Castlefield Gallery, to Jan 25
guardian.co.uk © Guardian News and Media Limited 2010
Exhibition Review: Laura White
If I had a monkey I wouldn’t need a tv
Laura Mansfield
ARTARTART. Issue4. JAN 2009
Laura White’s solo exhibition, If I had a monkey I wouldn’t need a TV, transforms Castlefield Gallery into an eclectic installation of familiar household items, from colourful drinking straws and clothes pegs to scrunched, pasted and manipulated magazine images. Looking closer at the arranged mass, animal heads, tails and reptiles lurch forward from the seeming chaos.
White’s work explores the relationship between the image and the object. She has previously projected film and video footage onto constructions built in the gallery space enhancing the physicality of the image and aligning it with the three-dimensionality of the constructed forms. In the Castlefield exhibition she plays with the form of the image itself, pulling and twisting the printed image into something tactile, sculptural and freestanding. The resulting work holds a curious tension where the printed image is pulled out into an object, yet momentarily its three-dimensionality sinks back into the flatness of the picture plain.
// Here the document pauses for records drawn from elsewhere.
PR #3309, opened 2020-07-21
add preserveAspectRatio to CameraOptions while resizing an image

iphilgood:
This PR is a re-opening of #3297 because of wrong base branch and a retry of #2050 and should fix ionic-team/capacitor-plugins#2 (also the discussion #1952). I've used the Android implementation of @sandstrom (shout-out) and also did an implementation for iOS.

There's now a `preserveAspectRatio` flag on CameraOptions which is set to `false` by default.

I've also fixed a bug where the app would crash while saving an image to the gallery on Android. This only happens on certain devices but I was able to reproduce it by creating 32 images until it crashed. A random UUID gets now appended to the file name to make sure no name clashes happen anymore.

@dwieeb is there anything I can do to provide some testing or how do you test this fix?

### DIFF
--- a/android/capacitor/src/main/java/com/getcapacitor/plugin/Camera.java
+++ b/android/capacitor/src/main/java/com/getcapacitor/plugin/Camera.java
@@ -343,12 +343,7 @@ public class Camera extends Plugin {
     if (saveToGallery && (imageEditedFileSavePath != null || imageFileSavePath != null)) {
       try {
         String fileToSave = imageEditedFileSavePath != null ? imageEditedFileSavePath : imageFileSavePath;
-        MediaStore.Images.Media.insertImage(
-            getActivity().getContentResolver(),
-            fileToSave,
-            "IMG_" + UUID.randomUUID().toString(),
-            ""
-        );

Using images sourced from the magazines and newspapers (abundant within our everyday lives) White creates freestanding sculptures. Flashes of imagery and colour are moulded together in towering piles of paper. The forms remind one of the messy colours of newsagent shops and the plethora of magazines on display – the colours, headlines, and patterns that engulf our everyday.
White’s use of commercial images grounds her sculptures in a contemporary timeframe. With shifts in magazine printing, trends for colour tones and image designs, her work can age quickly. The images, thus, date and the colours become retro. In a conversation with Lisa Le Feuvre, documented to accompany the exhibition, Laura remarks that her work is: “ Totally about now, responding to a certain time and place. I want to respond to the way we think about the world now. Being in a city is all about this; it makes you more aware of the present.“
She explores how it seems our view of the world is constructed by the images that surround us in our everyday actions. Images that, in turn, create a sense of identity to the present moment, narrating and suggesting the pleasure and lifestyles we lead.
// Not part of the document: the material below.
PR #3310, opened 2020-07-21
chore: Update gradle tooling on plugin template

jcesarmobile:
gradle plugin from 3.6.1 to 4.0.1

Further built into White’s entanglement of images are those cheap household products that first catch ones eye; neon drinking straws, plastic clothes pegs, a wicker chair, an orange bath mat, and an array of coloured cottons. This again draws upon the paraphernalia of our everyday, suggesting something about the disposable mass of items we consume.
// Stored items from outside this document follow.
PR #3343, opened 2020-07-27
Add Nullable annotations to JSObject

cwoolum:
This adds a Nullable Annotation for the getString method. When using Kotlin, the existing functionality can lead to some confusion because the method actually does return nulls but Android Studio will try to optimize out the null checks.

image

After adding `@Nullable`, the incorrect warnings go away.


dwieeb:
Hi @cwoolum! Thanks for the PR. Care to run `npm run fmt` and commit the changes? I'm assuming it's the import order the linter is complaining about.

cwoolum:
Aaah, got it! I missed the fmt command and prettier wasn't being helpful with what was actually wrong.

carlpoole:
Is this the same for `getInteger` and `getBool` as well? Just thinking if we should add it to all 3.

cwoolum:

Within her piles of screwed up paper and cheap plastic goods White pulls out the tactile and organic forms of horses heads, snakes and zebras; the man- made mess of the present combusts in a profusion of natural forms. White creates a three-dimensional entanglement of forms from the scraps, fragments and excessive images of our contemporary moment.
The exhibition envelops one in piles of paper and discarded goods, carefully arranged. Objects rest within the present and seek to modify the commercial mass of imagery into something organic, pointing to forms of animal life, albeit animal life glossed over and glamorised in high-resolution colour prints.